- Create a new Mortgage Coach presentation. On the Goals tab, select Purchase a New Home.
- On the Affordability tab, leave the Savings balance and Savings interest rate % blank.
- Name the first loan product "Cash Purchase" (or another user-friendly Product 1 name) and leave the loan parameters blank except for the property value. Set the downpayment equal to the purchase price. Make sure to fill in the monthly taxes and insurance if you are showing PITI payments.
- Enter your new purchase loan as you would normally do for Product 2.
- On the Analysis tab, click on the adjust reinvestment strategy.
- Use the bottom area to show the cash flow on each scenario (investment area). To do this:
- Leave the start balance at zero, then give it a low rate of return (like 4%). Then enter the difference in the payments as a monthly contribution back to the savings on the cash option so it accounts for the money they would otherwise spend monthly on the mortgage (if negative due to rental income, apply monthly savings on mtg option instead.)
- On the mortgage option, use the purchase price minus the cash to close as the start balance and give it the same or higher rate of return. Note that the borrower could potentially get a better return rate on a large sum of money versus monthly payments. Use this to support a conversation about involving a financial planner.
- Choose the option Total Net Worth for the Long-term chart type so it shows the total assets and equity against each other.
The end result of the presentation is that it shows that paying cash will always save you interest vs a mortgage, but the long-term area is what we are really looking at.
The question for the borrower is whether they want to deplete their savings in order to buy the house (no liquidity in case of emergencies or future investments or purchases) or if they don't mind paying the additional interest to maintain liquidity in case they want to purchase a second home, put a child through school, or retain the funds for retirement.

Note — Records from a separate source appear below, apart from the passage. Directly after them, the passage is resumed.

PR #6067, opened 2020-03-11
Added loadbalancer name-addresses map attribute

tpatzig:
This adds a new attribute to get a name-private_ip_address mapping
of the frontend_ip_configurations, defined on the loadbalancer.
Helpful, if you have manny frontend_ip_configurations, created with a
dynamic loop and need these mapping for further steps or outputs,
otherwise you just rely on the list order.

### DIFF
--- a/azurerm/internal/services/network/resource_arm_lb.go
+++ b/azurerm/internal/services/network/resource_arm_lb.go
@@ -164,6 +164,14 @@ func resourceArmLoadBalancer() *schema.Resource {
 					Type: schema.TypeString,
 				},
 			},
+			"names_private_ip_addresses": {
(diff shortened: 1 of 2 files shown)


jackofallops:
Hi @tpatzig 
Thanks for this PR.
In review the (potentially) dynamic nature of this information makes it feel like this shouldn't be on the resource.  It's possibly appropriate to have it on the Data Source instead to be able to look it up when it's needed? (on the resource this information will potentially be stale if there has been no configuration change to have updated the state, leading to unpredictable behaviours.). I'm going to close this PR for now, but if you'd like to rework this into the Data Source, we can revisit the review.
Thanks!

Since the net worth ends up about the same in either scenario, the only way to cash out the net worth on the cash option to get liquidity back would be to either sell the house and hope the equity is still there or cash out refinance and take a loan anyway. With the mortgage option, they have the flexibility to use their money any time and this could lead into a conversation about purchasing a second property and renting it out for additional income toward the investment.